Resource links provided by the National Library of Medicine


Arm Intervention/treatment
Experimental: AIR001 Crossover to Placebo
Phase 1: Participants will wear an accelerometer device daily but take no study drug for 14 days (washout period). On day 15, participants begin phase I study drug Nebulized Sodium Nitrite (AIR001) at 46 mg, at minimum of 4 hours apart, for 3 doses per day during the active portion of the participant's day. On day 22 participants increase study drug dose to 80 mg at the same frequency. Regardless of participant's ability to tolerate study drug or if the participant requires down-titration, participants will begin Phase 2. Phase 2: Is identical to Phase 1 except subject will be taking Placebo instead of AIR001.
Drug: Nebulized Sodium Nitrite
Inhaled, nebulized inorganic sodium nitrite vs. inhaled, nebulized placebo at a dose of 80 mg (or maximally tolerated dose) administered at a minimum of 4 hours apart, three times per day, during the active part of the day.
Other Name: AIR001

Drug: Placebo
Inhaled, nebulized placebo vs. inhaled, nebulized inorganic sodium nitrite at a dose of 80 mg (or maximally tolerated dose) administered at a minimum of 4 hours apart, three times per day, during the active part of the day.

Placebo Comparator: Placebo crossover to AIR001
Phase 1: Participants will wear an accelerometer device daily but take no study drug for 14 days (washout period).
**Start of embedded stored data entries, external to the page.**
Issue #2252, opened 2026-03-12
Does Bitbucket Server organization level configuration exist?


SzymonNastaly:
### Git provider (optional)

Bitbucket Server

### System Info (optional)

I am planning to deploy on Bitbucket Server. 

### Issues details

Hi,
I am currently reading through the documentation, specifically [https://qodo-merge-docs.qodo.ai/usage-guide/configuration_options/?h=#organization-level-configuration-file](https://qodo-merge-docs.qodo.ai/usage-guide/configuration_options/?h=#organization-level-configuration-file). I have searched through the codebase of pr-agent for any usage of the environment variable `PR_AGENT_SETTINGS` but haven't found anything. 
This therefore leads me to believe that the functionality is not implemented? In that case, it would be helpful to remove the appropriate section.

IsmaelMartinez:
Hi @SzymonNastaly, thanks for digging into the code before filing. You are still right.

`PR_AGENT_SETTINGS` is a Bitbucket Data Center docs artefact describing hosted-product behaviour this repo never implemented, so your grep was correct and that section should still go. Only three providers have a global settings lookup at all (GitHub, GitLab.com, Bitbucket Cloud), added in #2504 and shipped in v0.39.0, using a `pr-agent-settings` repo. Bitbucket Server has no global or org-level path, and the Bitbucket URL is hardcoded to `api.bitbucket.org`.

For shared config on Bitbucket Server, `extra_config_url` (#2406) is the cross-platform option: it is applied before the git provider is constructed, so it works on any provider. On the webhook server set `CONFIG__EXTRA_CONFIG_URL` in the environment, or `extra_config_url` under `[config]`. Note that `PR_AGENT_EXTRA_CONFIG_URL` only works for the CLI, despite what the comment in `configuration.toml` says. It accepts an https URL or a local path, with `PR_AGENT_EXTRA_CONFIG_AUTH_HEADER` for private endpoints.

Leaving this open since the section you flagged is still there. I will send a PR removing it once #2666 lands, as both touch the same file.

IsmaelMartinez:
A correction to my last comment, for whoever writes the docs change: there are two sections to fix, not one.

`Organization level configuration file` (line 106) is the one you flagged. `Project/Group level configuration file` (line 95) also lists `Bitbucket Data Center` as supported, and that is equally unbacked.

[...]

PR #3143, opened 2026-09-07
feat: generalize org-level settings to all providers via get_owning_namespace

### LINKED ISSUE #3122: Organisation-level settings: add get_owning_namespace() and a base _get_global_repo_settings template so self-hosted GitLab, Bitbucket Server, Azure DevOps and Gitea stop missing out
### What

Organisation-level settings (`use_global_settings_file`, the `pr-agent-settings` repository) are resolved by three providers independently: GitHub (`github_provider.py:1223`), GitLab (`gitlab_provider.py:1455`) and Bitbucket Cloud (`bitbucket_provider.py:99`, added by #2504), over the shared TTL cache in `git_provider.py:50-90`. Bitbucket Server, Azure DevOps and Gitea make only a repo-local call instead (`bitbucket_server_provider.py:105`, `azuredevops_provider.py:647`, `gitea_provider.py:746`); Bitbucket Server already has the namespace to hand at `:523`, where `get_pr_owner_id` returns `workspace_slug`, but never looks it up. GitLab's `_get_global_repo_settings` is gated to gitlab.com (`:1466-1467`) because `get_pr_owner_id` (`:1411-1428`) returns the hostname on self-hosted instances (`:1427-1428`), so dropping the gate alone would key the lookup on a host.

### Why it is worth fixing

Self-hosted GitLab never loads group settings, Bitbucket Server users have asked since #2252 with no PR answering, and every new provider re-implements the same template.

### Proposed shape

Add `get_owning_namespace() -> Optional[str]` to `GitProvider` (default None) and a concrete `_get_global_repo_settings()` template in the base that gates on `use_global_settings_file`, calls the hook, and delegates only `_fetch_global_repo_settings(namespace)`, using the cache already at `git_provider.py:58`. The client call and its 403/404 mapping stay per provider. For GitLab, `path_with_namespace.split('/')[0]` (`:1418`, `:1424`) already works on any host with no new round trip, and `_get_global_repo_settings` is the only caller of GitLab's `get_pr_owner_id`, so the gitlab.com gate goes away with it. When picking this up cite symbols rather than lines: open #2954 inserts 40 lines immediately above `get_pr_owner_id`.

Refs #2252, #2504.

utsab345:
## Description

Generalize organisation-level settings (`use_global_settings_file`, the `pr-agent-settings` repository) so they are resolved through a single base template on `GitProvider` instead of being re-implemented independently per provider. This makes org-level settings work for self-hosted GitLab, Bitbucket Server, Azure DevOps and Gitea, which previously only ever loaded repo-local settings.

## Changes

- **`git_provider.py`**: add `get_owning_namespace()` (default `None`) as a hook, plus a concrete `_get_global_repo_settings()` template that gates on `use_global_settings_file`, resolves the owning namespace via the hook, keys the shared TTL cache with `_get_global_settings_cache_key`, and delegates the API call / 403-404 mapping to the per-provider `_fetch_global_repo_settings`.
- **GitHub / GitLab / Bitbucket (cloud)**: refactor their duplicated `_get_global_repo_settings` onto the base template. GitLab drops the gitlab.com-only gate: the top-level group from `path_with_namespace.split('/')[0]` works on any host, and `_get_global_repo_settings` was the only caller of its `get_pr_owner_id`.
- **Bitbucket Server / Azure DevOps / Gitea**: wire up global settings via the new hook and a per-provider `_fetch_global_repo_settings`; their `get_repo_settings` now return `[global, local]` or `""`.
- Add unit tests for the Bitbucket Server, Azure DevOps and Gitea global-settings paths, and update the documentation.

## Tests

Ran `PYTHONPATH=. uv run pytest tests/unittest` — all pass (4247 passed, 1 skipped, 1 xfailed). Ruff and the relevant pre-commit hooks are clean.

Fixes #3122. Refs #2252, #2504.


pr_agent/git_providers/azuredevops_provider.py
```diff
@@ -654,11 +658,46 @@ def get_repo_settings(self):
...
+        if not org:
+            return None
+        parsed = urlparse(org)
+        if parsed.scheme and parsed.netloc:
+            path_first = parsed.path.strip("/").split("/")[0]
+            return path_first if path_first else parsed.netloc.split(".")[0]
+        return str(org)
+
+    def _get_global_settings_cache_key(self, org: str) -> str:
+        return f"azure-devops:{org}"
```
IsmaelMartinez:
```suggestion
        return f"azure-devops:{org}:{self.workspace_slug}"
```
The fetch reads pr-agent-settings from the current project, so the entry has to be per project too.

pr_agent/git_providers/gitlab_provider.py
```diff
@@ -1452,21 +1450,8 @@ def get_repo_settings(self):
...
-        # instance whose hostname merely contains "gitlab.com" (e.g. "mygitlab.com") is not treated
-        # as GitLab.com. get_pr_owner_id returns the top-level group on gitlab.com.
-        host = (urlparse(self.gitlab_url).hostname or "").lower() if self.gitlab_url else ""
-        group = self.get_pr_owner_id()
-        if not group or host != "gitlab.com":
-            return ""
-        return get_cached_global_settings(
-            f"gitlab:{group}", lambda: self._fetch_global_repo_settings(group))
+    def _get_global_settings_cache_key(self, group: str) -> str:
+        return f"gitlab:{group}"
```
IsmaelMartinez:
```suggestion
        return f"gitlab:{getattr(self, 'gitlab_url', '')}:{group}"
```
With the gitlab.com gate gone, two instances that both have a top-level group of this name would share one entry.

pr_agent/git_providers/bitbucket_server_provider.py
```diff
@@ -103,20 +103,37 @@ def get_canonical_url_parts(self, repo_git_url:str=None, desired_branch:str=None
...
-
-            # A missing .pr_agent.toml is an expected, optional case (like the other
-            # git providers), so don't report it as an error. Log at info level to keep
-            # visibility for genuinely unexpected failures without alarming users.
             get_logger().info(f"Failed to load .pr_agent.toml file, error: {e}")
-            return ""
+        return settings_files if settings_files else ""
+
+    def _get_global_settings_cache_key(self, workspace: str) -> str:
+        return f"bitbucket-server:{workspace}"
```
IsmaelMartinez:
```suggestion
        return f"bitbucket-server:{getattr(self, 'bitbucket_server_url', '')}:{workspace}"
```
Same host scoping as GitHub's key.

pr_agent/git_providers/gitea_provider.py
```diff
@@ -757,13 +762,41 @@ def get_repo_settings(self) -> bytes:
...
+            # to str, so re-encode here (see issue #2347).
+            settings_files.append(("local", response.encode('utf-8')))
+
+        return settings_files if settings_files else ""
+
+    def get_owning_namespace(self) -> Optional[str]:
+        return getattr(self, "owner", None)
+
+    def _get_global_settings_cache_key(self, owner: str) -> str:
+        return f"gitea:{owner}"
```
IsmaelMartinez:
```suggestion
        return f"gitea:{getattr(self, 'base_url', '')}:{owner}"
```
Same host scoping as GitHub's key.

docs/docs/usage-guide/configuration_options.md
```diff
@@ -64,13 +64,16 @@ If `.pr_agent.toml` cannot be loaded from the requested branch (e.g. the branch
...
+`Platforms supported: GitHub, GitLab, Bitbucket (cloud), Bitbucket Server, Azure DevOps, Gitea`
 
 Create a repository named `pr-agent-settings` at the organization level; its `.pr_agent.toml` (read from that repo's default branch) is used as a global configuration for every repository under the same organization:
 
 - **GitHub:** `<organization>/pr-agent-settings`
-- **GitLab (cloud):** `<top-level-group>/pr-agent-settings` (GitLab.com only; not applied on self-hosted GitLab)
+- **GitLab:** `<top-level-group>/pr-agent-settings` (both GitLab.com and self-hosted GitLab)
 - **Bitbucket (cloud):** `<workspace>/pr-agent-settings`
+- **Bitbucket Server:** `<workspace>/pr-agent-settings`
+- **Azure DevOps:** `<org>/pr-agent-settings` (in the same project as the current repository)
```
IsmaelMartinez:
```suggestion
- **Bitbucket Server:** `<project>/pr-agent-settings`
- **Azure DevOps:** `<org>/<project>/pr-agent-settings` (looked up in the same project as the current repository)
```
Bitbucket Server's namespace is the project key, and the Azure lookup is per project.

IsmaelMartinez (commented):
Thanks for taking the shape in #3122 and building it out across all six providers, with tests for the three new paths. Verified: the suite is the baseline plus your 19 tests, the new tests go red against main, and GitHub, GitLab.com and Bitbucket cloud behave as before where the tests observe them.

Two things before merge, both cache keys. Azure fetches per project but keys per org, so a second project in the same org gets the first one's settings for the cache lifetime. And the three self-hosted providers key without the host, which the base docstring itself asks for; GitHub already does it. Suggestions inline, applied and run here with the provider tests green.

Heads-up only: #2954 edits the same block of gitlab_provider.py, so whichever lands second rebases.

utsab345:
@IsmaelMartinez All four cache-key suggestions applied and pushed (b33aec4b):
- Azure DevOps: `f"azure-devops:{org}:{self.workspace_slug}"` — per-project fetch matches the key.
- GitLab/Bitbucket Server/Gitea: include the instance base URL via `getattr(..., "")` so self-hosted instances with the same namespace are not collapsed.

The two doc corrections are also in: Bitbucket Server now shows `<project>/pr-agent-settings` and Azure DevOps shows `<org>/<project>/pr-agent-settings` (looked up in the same project). Tests on this branch remain green (581 passed in the provider suite).

IsmaelMartinez (approved):
Thanks for turning the five round within the hour. All in, and the two-project and two-host probes now return distinct entries. Merging.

On day 15, participants begin phase I study drug (Placebo) at 46 mg, at minimum of 4 hours apart, for 3 doses per day during the active portion of the participant's day. On day 22 participants increase study drug dose to 80 mg at the same frequency. Regardless of participant's ability to tolerate study drug or if the participant requires down-titration, participants will begin Phase 2. Phase 2: Is identical to Phase 1 except subject will be taking Nebulized Sodium Nitrite (AIR001) instead of Placebo.
Drug: Nebulized Sodium Nitrite
Inhaled, nebulized inorganic sodium nitrite vs. inhaled, nebulized placebo at a dose of 80 mg (or maximally tolerated dose) administered at a minimum of 4 hours apart, three times per day, during the active part of the day.
Other Name: AIR001

Drug: Placebo
Inhaled, nebulized placebo vs. inhaled, nebulized inorganic sodium nitrite at a dose of 80 mg (or maximally tolerated dose) administered at a minimum of 4 hours apart, three times per day, during the active part of the day.




Primary Outcome Measures :
  1. Peak VO2 [ Time Frame: End of Phase 1 & End of Phase 2 ]
    The primary endpoint will be the peak VO2 after 4 weeks treatment with inorganic nitrite as compared to the peak VO2 after 4 weeks treatment with placebo as assessed by cardiopulmonary exercise testing (CPET) performed at peak drug levels.


Secondary Outcome Measures :
  1. Average Arbitrary Accelerometer Units (AAU) [ Time Frame: End of Phase 1 & End of Phase 2 ]
    Average arbitrary accelerometer units (AAU) during at least 14 days and up to 21 days of the maximally tolerated dose of study drug (from 28 days post Study Visit 1 until Study Visit 2 and from 28 days post Study Visit 2 until Study Visit 3). An arbitrary accelerometer unit is calculated within the accelerometer device that is worn by the patient and represents level of activity based upon patient movement. Higher values indicate more movement. Zero indicates no movement.

  2. Medial E/e' Ratio as Measured by Echocardiography Core Lab [ Time Frame: End of Phase 1 & End of Phase 2 ]
    To evaluate whether AIR001 improves Medial E/e' ratio (the ratio between early mitral inflow velocity and mitral annular early diastolic velocity for diastolic evaluation) in comparison to placebo.

  3. Left Atrial Volume Index as Measured by Echocardiography [ Time Frame: End of Phase 1 & End of Phase 2 ]
    To evaluate whether AIR001 improves Left atrial volume index in comparison to placebo.

  4. Pulmonary Artery Systolic Pressure as Measured by Echocardiography [ Time Frame: End of Phase 1 & End of Phase 2 ]
    To evaluate whether AIR001 improves pulmonary artery systolic pressure in comparison to placebo.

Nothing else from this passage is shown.